Europe’s response to this has been to deny Americans entrance across their borders. True, Donald Trump had himself peremptorily closed the United States to European visitors in March, without notice or consultation. Europe had as good reason to return the disfavor. But that Americans, twice welcomed as saviors of the Continent in the past century, should now be persona non grata on the very soil they had liberated, was a comedown without precedent in history. My country has become a pariah; I am an undesirable.
As Tom Engelhardt and others have pointed out recently, the moment when friends around the world rallied to our side after the World Trade Center bombing was the beginning of our eclipse, and Osama bin Laden, the architect of 9/11, has achieved a victory beyond his wildest dreams.
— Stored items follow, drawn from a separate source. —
Issue #10183, opened 2020-11-02
Solidity 0.5.17 installed with Homebrew produces a different output than the version downloaded from solc-bin.ethereum.org


alcuadrado:
Hi

@udwig, reported to us that he was unable to verify a contract on Etherscan, even when using the exact same solidity standard input json. We spent some time debugging it, and found this problem with solc or with its distribution:

If you install `solc` `0.5.17+commit.d19bba13` using Homebrew and downloading it from solc-bin.ethereum.org, you can get a different output for the same input.

Here's a script that can be used to reproduce it:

But our imperial overreach had set us up for a fall long before, and, even now, our hubris remains largely undiminished and, for the most part, unexamined.
In “The Man Without a Country,” the nineteenth-century American writer Edward Everett Hale depicted a man who, convicted of treason against the United States and renouncing it defiantly, is condemned to live out his days on the high seas. I’m not a man without a country. These days, though, I feel very much like a man living in a country without a world.